To do
Your output should repeat each record below with no differences.

Saved entries
PR #305, opened 2016-03-09
Add test for parseLiteral on ComplexScalar

tgriesser:
I was looking through to get a sense for how `parseLiteral` was used and realized there wasn't a test for its use here, so I added one.


leebyron:
yay! thank you!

Exercise result
PR #305, opened 2016-03-09
Add test for parseLiteral on ComplexScalar

tgriesser:
I was looking through to get a sense for how `parseLiteral` was used and realized there wasn't a test for its use here, so I added one.


leebyron:
yay! thank you!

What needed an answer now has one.